# Spinner fork for a 20" bike- worth it?



## XJaredX (Apr 17, 2006)

It occurred to me that for his 6th birthday next April, my son could really benefit from a 20" wheel bike. He is currently a fine size for his Spawn Banshee, he can really fling it around now, but this past weekend for Take A Kid Mountain Biking Day, I couldn't help but notice how his friend who was on a Hotrock 20 was clearing stuff easier due to the larger wheel.

I'd love to get another Spawn, and with the recent updates to the Savage, it looks like the rigid might be the way to go- but assuming I want to spend the coin, is that Spinner fork a proper fork? If he barely feels a difference (he isn't hucking it at a bike park or anything, just XC rides) then I'd rather go with the rigid.

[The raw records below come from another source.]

PR #34248, opened 2023-11-22
Module-active checks should always return modules as active on WordPress.com simple

### LINKED ISSUE #34231: Status > Modules: update module checks to be aware of WordPress.com Simple
The Status package includes a `Modules` class that can be very handy to check whether a specific Jetpack module is active:
https://github.com/Automattic/jetpack/blob/c100a09efb6c4c59029fc3e16ac0560bd1cf978c/projects/packages/status/src/class-modules.php#L21-L27

Unfortunately, those tools are not compatible with WordPress.com, where modules are always active and where you do not need to check for Jetpack options (nor should you, that won't work).

Today, we work around that problem by adding a condition along with the module check, like in #34229. 
Ideally, that condition should be baked in the Module class.

pgk:
Fixes #34231, closes https://github.com/Automattic/greenhouse/issues/1959

## Proposed changes:

* As outlined in #34231 we should always return true on module active checks when running Jetpack on WordPress.com

### Other information:

## Testing instructions:

* Note: Original context for this was #34229. There might be other tests that need to be performed in other areas of the plugin.
* Apply PR as a diff on wpcom and sandbox a simple site with a plan that includes VideoPress
* Create a subscription plan. For more info check https://github.com/Automattic/jetpack/pull/32154
* Create a post, add a subscriber-only block and a videopress private video block.
* View as a subscriber. It should work.


jgcaruso (approved):
Works as described.

Subscribed to a wpcom simple site's Paid Content block and I was able to view the private video.

Existing videos continue to work as expected for both subscribers and non-subscribers.

jeherve (approved):

PR #34258, opened 2023-11-22
Promote subscription: Add verbum_subscription_modal setting

lupus2k:
Fixes https://github.com/Automattic/verbum/issues/34

## Proposed changes:
* Add an option to enable/disable the subscription modal on Verbum.

PT: pb5gDS-3tB-p2
Calypso PR: https://github.com/Automattic/wp-calypso/pull/84448

We will add this to the `comments` section of `/settings/discussion/`
image

### Other information:

No

### Calypso
Use this PR: https://github.com/Automattic/wp-calypso/pull/84448

### Developer console
* Follow the instructions of the first comment to apply on your sandbox
* Go to https://developer.wordpress.com/docs/api/console/
* Choose WPCOM API / v1.4 / GET
* Use this URL: `/sites/YOUR_SIMPLE_SITE_BLOG_ID/settings`
* Check for `verbum_subscription_modal`

### DIFF
--- a/projects/packages/sync/src/class-defaults.php
+++ b/projects/packages/sync/src/class-defaults.php
@@ -189,6 +189,7 @@ class Defaults {
 		'wpcom_reader_views_enabled',
 		'wpcom_site_setup',
 		'wpcom_subscription_emails_use_excerpt',
+		'verbum_subscription_modal',
 	);
 
 	/**
--- a/projects/packages/sync/src/class-defaults.php
+++ b/projects/packages/sync/src/class-defaults.php
@@ -189,7 +189,7 @@ class Defaults {
 		'wpcom_reader_views_enabled',
 		'wpcom_site_setup',
 		'wpcom_subscription_emails_use_excerpt',
-		'verbum_subscription_modal',
+		'jetpack_verbum_subscription_modal',
 	);
 
 	/**
--- a/projects/packages/sync/changelog/add-verbum-subscription-modal-settings
+++ b/projects/packages/sync/changelog/add-verbum-subscription-modal-settings
@@ -1,4 +1,4 @@
 Significance: minor
 Type: added
 
-Add verbum_subscription_modal setting to manage subscription modal show/hide on Verbum
+Add jetpack_verbum_subscription_modal setting to manage subscription modal show/hide on Verbum
--- a/projects/packages/sync/changelog/add-verbum-subscription-modal-settings
+++ b/projects/packages/sync/changelog/add-verbum-subscription-modal-settings
@@ -1,0 +1,4 @@
+Significance: minor
+Type: added
+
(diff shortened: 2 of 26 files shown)


jeherve (commented):
Is it too late to update the option name? I'm asking since I'm thinking it would be nice if it were prefixed with `jetpack_`, to avoid confusion later on for any self-hosted on WoA site owners who may be looking at their site options and finding a `verbum` option that may not tell them much.

dhasilva (commented):
Tests well on the console. Commenting as there is a request from Jeremy.

lupus2k:
> Is it too late to update the option name? I'm asking since I'm thinking it would be nice if it were prefixed with `jetpack_`, to avoid confusion later on for any self-hosted on WoA site owners who may be looking at their site options and finding a `verbum` option that may not tell them much.

Hi @jeherve, it's not too late yet, so I'll change the name. The thing is this is not for Jetpack, it is also available for simple sites, should we prefix `jetpack_` or `wpcom_`?

jeherve:
> It's not too late yet, so I'll change the name.

🥳 Thank you!

> The thing is this is not for Jetpack, it is also available for simple sites, should we prefix `jetpack_` or `wpcom_`?

We use the `jetpack_` prefix for things that are available for both platforms, so I think it should be ok here.

lupus2k:
Thanks for your feedback+review @jeherve @dhasilva, I updated the PR and is ready for a second review 🙇

dhasilva (approved):

projects/packages/sync/src/class-defaults.php
```diff
@@ -189,6 +189,7 @@ class Defaults {
 		'wpcom_reader_views_enabled',
 		'wpcom_site_setup',
 		'wpcom_subscription_emails_use_excerpt',
+		'jetpack_verbum_subscription_modal',
```
fgiannar, line 192: From a Sync perspective, is there a WPCOM counterpart diff that adds this option in the Sync options' whitelist on WPCOM?
Also just a double check that you actually need this setting synced :)

fgiannar (changes requested):
Hi there 👋 

Let an inline comment related to the Sync package changes. Many thanks for working on this!

projects/packages/sync/src/class-defaults.php
lupus2k: Thanks for noticing this. 
I can confirm we need this setting synced as we will use this on Jetpack and WPCOM. I'll create the WPCOM diff

lupus2k: Diff D129916-code

fgiannar (approved):
Thanks for handling the WPCOM counterpart for Sync 👍

PR #34259, opened 2023-11-22
My Jetpack: Remove hardcoded tiers from Jetpack AI interstitial

### LINKED ISSUE #34208: Jetpack AI: Remove hardcoded tiers
We have hardcoded the tiers until now, but to make it easier to change the tier list, let's remove those hardcoded values and use a single point of truth from the backend.

dhasilva:
Fixes #34208

## Proposed changes:

* Removes most hardcoded tier references, keeping only `100` as that tier has different text for it.

### Other information:

## Testing instructions:

* Mock the `get_tier_licensed_quantity` value for `500`, `750` or `1000`. At this point you know the drill.
* In your sandbox, enable `USE_STORE_SANDBOX`
* Sandbox the public API
* Locally, on `packages/my-jetpack/src/class-wpcom-products.php`, return true on `is_cache_old` to update the prices at the next request
* Go to the Jetpack AI interstitial page
* Check that the new tiers are included and working
* Remove the `return true` on the cache function after disabling `USE_STORE_SANDBOX` to get the production prices back

### DIFF
--- a/projects/packages/my-jetpack/_inc/components/product-interstitial/index.jsx
+++ b/projects/packages/my-jetpack/_inc/components/product-interstitial/index.jsx
@@ -276,9 +276,9 @@ export function JetpackAIInterstitial() {
 	const { detail } = useProduct( slug );
 	const { onClickGoBack } = useGoBack( { slug } );
 
-	const nextTier = detail?.[ 'ai-assistant-feature' ]?.[ 'next-tier' ]?.value;
+	const nextTier = detail?.[ 'ai-assistant-feature' ]?.[ 'next-tier' ] || null;
 
-	if ( nextTier == null ) {
+	if ( ! nextTier ) {
 		return <JetpackAIInterstitialMoreRequests onClickGoBack={ onClickGoBack } />;
 	}
 
@@ -292,7 +292,7 @@ export function JetpackAIInterstitial() {
 			imageContainerClassName={ styles.aiImageContainer }
 			ctaButtonLabel={ ctaLabel }
 			hideTOS={ true }
-			quantity={ nextTier }
+			quantity={ nextTier.value }
 			directCheckout={ hasRequiredPlan }
 		>
 			<img src={ jetpackAiImage } alt="Jetpack AI" />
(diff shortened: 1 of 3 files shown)


projects/packages/my-jetpack/_inc/components/product-interstitial/index.jsx
```diff
@@ -276,12 +276,9 @@ export function JetpackAIInterstitial() {
 	const { detail } = useProduct( slug );
 	const { onClickGoBack } = useGoBack( { slug } );
 
-	const currentTier = detail?.[ 'ai-assistant-feature' ]?.[ 'current-tier' ]?.value;
 	const nextTier = detail?.[ 'ai-assistant-feature' ]?.[ 'next-tier' ]?.value;
```
CGastrell: I think checking if `next-tier` has any value is enough. But if you really want to get a value from it, I'd suggest using the `limit`, as that will never be `0` so you can rely on `! nextTier`.

Besides, a non existent property on an object will give you `undefined`, not `null` (might also suggest using strict comparison on line 281)

lhkowalski: He may want to get a value from it to set as quantity on the interstitial. This value will be used to determine the `q` parameter on the checkout URL, so it's necessary. Using `value` or `limit` for the `q` parameter will have no difference, unless we start changing the limits of a given tier without changing it's quantity (unlikely).

+1 regarding the strict comparison, or maybe something like:

```
const nextTier = detail?.[ 'ai-assistant-feature' ]?.[ 'next-tier' ] || null;
```

Then

```
if ( !! nextTier ) {
```

And also:

```
quantity={ nextTier.value }
```

lhkowalski:
I tested the code with all the possible tiers and it's working nicely.

When the current tier is free (0):

Screenshot 2023-11-23 at 10 53 34

When the current tier is 100:

Screenshot 2023-11-23 at 10 54 59

When the current tier is 200:

Screenshot 2023-11-23 at 10 55 31

When the current tier is 500:

Screenshot 2023-11-23 at 10 55 56

When the current tier is 750:

Screenshot 2023-11-23 at 10 56 25

When the current tier is 1000:

Screenshot 2023-11-23 at 10 56 53

When the current tier is unlimited (1):

Screenshot 2023-11-23 at 10 54 29

lhkowalski (approved):
I tested all the scenarios again after the last changes, and they are working as expected.

PR #34263, opened 2023-11-23
Search: fix title for product layout

kangzj:
Fixes Automattic/jpop-issues/issues/8682

## Proposed changes:

* Reset display for title in product layout, so that it's properly wrapped

### Other information:

## Jetpack product discussion
n/a

no

## Testing instructions:

* Go to you local test site with Instant Search enabled
* Change layout to 'Product (for WooCommerce stores)' on page `/wp-admin/admin.php?page=jetpack-search-configure`
* Open the search model from the frontend `/?s=`
* Ensure titles are properly wrapped not like what's described in https://github.com/Automattic/jpop-issues/issues/8682

image

### DIFF
--- a/projects/packages/search/changelog/fix-instant-search-title-layout
+++ b/projects/packages/search/changelog/fix-instant-search-title-layout
@@ -1,0 +1,4 @@
+Significance: patch
+Type: fixed
+
+Instant Search: fix title layout for product layout
--- a/projects/packages/search/src/instant-search/components/search-result-product.scss
+++ b/projects/packages/search/src/instant-search/components/search-result-product.scss
@@ -52,6 +52,9 @@ $item-spacing: 16px;
 		$column-count: 5;
 		width: calc( ( 100% - ( #{$item-spacing} * #{$column-count} ) ) / #{$column-count} );
 	}
+	.jetpack-instant-search__search-result-title-link {
+		display: initial;
+	}
 }
 
 .jetpack-instant-search__search-result > .jetpack-instant-search__search-result-product-img-link {


dognose24 (commented):
I found the title of the default `RESULT_FORMAT_MINIMAL` is also not aligned with the prefix icon.

|Before|After|
|-|-|
|截圖 2023-11-24 下午3 01 10|截圖 2023-11-24 下午3 14 48|

Could we change the `display: initial` in `search-result.scss` for both `.jetpack-instant-search__search-result-minimal-title-link` and `.jetpack-instant-search__search-result-product-title-link`?

kangzj:
Thanks @dognose24 good point!

The reason I didn't apply that to minimal is that, the check mark exists in the minimal layout too:

https://github.com/Automattic/jetpack/blob/f021fbc0e60493ab827d8ef1ae69cfd37f4b74a1/projects/packages/search/src/instant-search/components/search-result-minimal.jsx#L124

I checked [wpcom forum](https://wordpress.com/forums?s=), which seems to be using `expanded`, but I'm not sure if that's the only place. 

Pinging @wellyshen who originally added the style, can we apply what's suggested by @dognose24 please? Thanks

Either way, I'd like to merge the fix for the product layout, and we could figure out the minimal layout later because the code freeze is really close now. What do you say @dognose24 ?

dognose24:
@kangzj Thanks for your consideration. Sounds good to me! 👍🏼

dognose24 (approved):
LGTM! Let's ship and iterate for the minimal format result. 🙂

kangzj:
@dognose24 Thank you ❤️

The Cleary is out due to singlespeed and extra weight, but honestly from a price and weight perspective, as ugly as it is the IslaBikes Beinn 20 might be a contender. Cuz even the Spawn Savage rigid is some coin. I don't (he doesn't) need disk brakes, V brakes are plenty powerful at his weight.


----------



## ProjectMayhem (Aug 23, 2013)

The Spinner Air fork is a good fork. Even if he isn't hucking it, but the time he outgrows 20" he probably will be


----------



## trojan08 (Sep 15, 2011)

Hi XJaredX. I researched this a few months back before settling on a new Giant Revel Jr. 20" (paid $190), due to dealer support and the bike's strong value proposition. If you research it, you'll find a lot of parents of younger riders will argue rigid is better for developmental purposes since it encourages more technique and the weight savings (over a steel-sprung kids fork) allows little riders to enjoy things more. For me, that made sense. But other parents may choose something else and that's cool. That said, I'd be lying if I said I didn't research a decent air fork (no, not the mega-pricey Rustler) . I found out that the owner/manager of Lil Shredders actually imports and modifies Spinner Air forks for resale. I spoke with him over the summer and, at the time, he had a few in stock (maybe ~$175). For me, if my son progresses to the point he needs an air fork before he grows into a new frame size, I'd probably go this modified Spinner air fork direction. I read many reports of the stock fork having issues...hope this helps!


----------



## XJaredX (Apr 17, 2006)

That actually helps a lot, thanks! I did read earlier today a few anecdotes saying it is indeed better for a 5-6 year old to learn to ride on a rigid. Knowing that I can possibly buy a fork thru Lil Shredder if needed is also reassuring.

I really want to get my son on a sub-20 lb bike which isn't really feasible on a front suspension bike. The Spawn Savage 2.0 is 22 lbs which isn't bad but then I'm spending over $1,000. I would love to spend $400, can go to $700 if it is worth it.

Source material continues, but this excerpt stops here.